Sat, September 7, 4:00 to 5:30pm, Marriott Philadelphia Downtown, 406

Abstract

This study tests how people make judgments about benefits from decisions of the Supreme Court. I test intuitions about "endowment effects" from Prospect Thoery (Kahneman, Knatch, Thaler 1990). Using CES data it explores whether telling experimental participants about case decisions that confer different kinds of benefits influences their valuations of the US Supreme Court compared to participants who are not told about such decisions in line with thinking about "endowments."

The experiment involves a 2x2 design where 2/3 of CES participants are in treatment conditions and 1/3 act as a control without being told of any decision. Participants across treatment conditions will be told about two kinds of decision that each confer benefits. The first confers free speech benefits. The second involves a government constraint decision where the court strikes down the action of one branch (the President) because it impedes on the powers of another (Congress). Generally speaking, it could be that telling people about decisions that confer rights or keep government actors in line should increase assessments of benefits from the Court.

Another thing that could influence assessments is who is granted that right and what actor is being constrained.
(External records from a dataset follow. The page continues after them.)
PR #1094, opened 2019-12-05
PreferJavaTimeOverload:OFF

iamdanfox:
## Before this PR

A bunch of our repos internally use custom assertj libraries (e.g. the c-j-r-api test-utils, audit logging test utils, safe-logging test-utils), which triggers this wonky error-prone behaviour: https://github.com/google/error-prone/issues/1435

I even saw this pretty non-sensical message internally in sls-logging:

```
/Volumes/git/sls-logging/sls-logging-log4j/src/test/java/com/palantir/sls/logging/log4j/Log4jSlsLoggingSubscribersMetricsTest.java:143: warning: [PreferJavaTimeOverload] If the numeric primitive (eventLengthHistogram.getCount()) represents a Instant, please call assertThat(Instant) instead.
                    .untilAsserted(() -> assertThat(eventLengthHistogram.getCount()).isOne());
```

## After this PR
==COMMIT_MSG==
The `PreferJavaTimeOverload` error-prone check is turned off to avoid false positives
==COMMIT_MSG==

### DIFF
--- a/gradle-baseline-java/src/main/groovy/com/palantir/baseline/extensions/BaselineErrorProneExtension.java
+++ b/gradle-baseline-java/src/main/groovy/com/palantir/baseline/extensions/BaselineErrorProneExtension.java
@@ -50,7 +50,8 @@ public class BaselineErrorProneExtension {
             // Built-in checks
             "ArrayEquals",
             "MissingOverride",
-            "UnnecessaryParentheses");
+            "UnnecessaryParentheses",
+            "PreferJavaTimeOverload");
 
     private final ListProperty<String> patchChecks;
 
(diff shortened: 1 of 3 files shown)


gradle-baseline-java/src/main/groovy/com/palantir/baseline/extensions/BaselineErrorProneExtension.java
```diff
@@ -50,7 +50,8 @@
             // Built-in checks
             "ArrayEquals",
             "MissingOverride",
-            "UnnecessaryParentheses");
+            "UnnecessaryParentheses",
+            "PreferJavaTimeOverload");
```
iamdanfox, line 54: So I think the `checkExplicitlyDisabled` function will actually prevent these auto-fixes being applied until we get rid of the explicit `CheckSeverity.OFF` setting... I'm kinda OK with just leaving this here so that when we re-enable the check it will start patching.

carterkozak:
👍

PR #1098, opened 2019-12-06
Disable ThrowSpecificty and CatchSpecificity fixes by default

carterkozak:
We can reenable these once we have scala detection. Scala code
throws checked exceptions without declaring them.

## Before this PR
Code which interacts with scala stops catching checked exceptions because they aren't declared.

## After this PR
==COMMIT_MSG==
Disable ThrowSpecificty and CatchSpecificity fixes by default
==COMMIT_MSG==

## Possible downsides?
`Note:` calling these out in the compiler logs until we implement scala detection.

### DIFF
--- a/changelog/@unreleased/pr-1098.v2.yml
+++ b/changelog/@unreleased/pr-1098.v2.yml
@@ -1,0 +1,5 @@
+type: fix
+fix:
+  description: Disable ThrowSpecificty and CatchSpecificity fixes by default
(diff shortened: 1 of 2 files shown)


iamdanfox (approved):
Looks good as these are both SUGGESTIONs at the moment, so shouldn't block anyone

carterkozak:
dozer?

PR #1102, opened 2019-12-09
Don't apply errorprone rules to refaster rules project

dansanduleac:
## Before this PR

Baseline upgrades rewrite our own refaster rules because they violate some of the errorproine rules.

See example: https://github.com/palantir/gradle-baseline/pull/1096

## After this PR
==COMMIT_MSG==
Don't apply errorprone rules to the refaster rules project
==COMMIT_MSG==


carterkozak (approved):
thanks, Dan

PR #1104, opened 2019-12-09
Allow _ prefix for local var

dansanduleac:
## Before this PR

Can't write code that satisfies both `CheckReturnValue` and `StrictUnusedVariable` - when a variable is created only to acklowledge that we don't care about the result of a `CheckReturnValue` function.
The only way to satisfy them both is to prepend `_` to the variable name, but checkstyle bans that. 😠 

## After this PR
==COMMIT_MSG==
Allow local variables to start with `_` if they are unused but still necessary in order to satisfy `StrictUnusedVariable`'s exclusion list.
==COMMIT_MSG==

### DIFF
--- a/changelog/@unreleased/pr-1104.v2.yml
+++ b/changelog/@unreleased/pr-1104.v2.yml
@@ -1,0 +1,6 @@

Therefore, in the Free speech conditions I also plan to manipulate who is granted the right to free speech (those in favor of gun control or those protesting on behalf of the second amendment). In the government constraint condition participants will be told that the Court either strikes down an executive order involving immigration rights that was issued by the former or current president (Trump vs. Biden) because it infringes on congressional law-making authority.
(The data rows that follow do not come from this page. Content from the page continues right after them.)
PR #1109, opened 2019-12-10
Allow non-default errorprone fixes to be applied from the command line

carterkozak:
## Before this PR

In an internal project we have used a similar flag to test refactors
prior to rollout, and I have wished that it was available to help
with Assertj rollout to avoid temporarily modifying gradle
configurations.

## After this PR
==COMMIT_MSG==
You may apply specific error-prone refactors including those which are
not enabled by default by providing a comma delimited list of check
names to the `-PerrorProneApply` option.
==COMMIT_MSG==

```bash
./gradlew compileJava compileTestJava -PerrorProneApply=PreferAssertj
```


iamdanfox (approved):
Oh hell yes

ferozco:
👍

PR #1110, opened 2019-12-10
Migrate baseline error-prone checks to use jdk13 compatible qualifiers

carterkozak:
## Before this PR
The compiler failed on jdk13 when checks with suggested fixes were found.

## After this PR
==COMMIT_MSG==
Migrate baseline error-prone checks to use jdk13 compatible qualifiers
==COMMIT_MSG==

## Possible downsides?
We don't run any tests on jdk13


gradle-baseline-java/src/main/groovy/com/palantir/baseline/plugins/BaselineErrorProne.java
```diff
@@ -210,7 +210,6 @@ private static void configureErrorProneOptions(
             // Errorprone 2.3.4 isn't officially compatible with Java13 either
             // https://github.com/google/error-prone/issues/1106
             errorProneOptions.check("TypeParameterUnusedInFormals", CheckSeverity.OFF);
-            errorProneOptions.check("PreferCollectionConstructors", CheckSeverity.OFF);
```
carterkozak, line 213: calling out that I re-enabled this because it uses the safe qualify method now.

ferozco (approved):

carterkozak:
dozer?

This design should allow us to see from the control condition (1) how different groups in society (like women and non-whites) evaluate potential gains and losses from the court for society and people like themselves. It should also allow us to see (2) if telling individuals about rights vs. government powers decisions raises those assessments of benefits and the relative influence of each. Finally, by manipulating who is getting the benefit or being restrained (3) we should get some leverage on whether it is conferring the right, in and of itself that is important, or its policy implications.

My hypotheses is that both kinds of case will increase evaluations over the control group. Decisions that confer rights to groups or chief executives favored by respondents should produce the biggest boost, but there may also be a boost for benefit conferring decisions that favor groups and politicians that people don’t like. It is possible that the policy implications of the decision will overshade the fact that the decision confers free speech or keeps government actors in line. Indeed, my earlier research suggests that this could very well be the case (Braman 2021), especially with Presidential figures that elicit strong attitudes.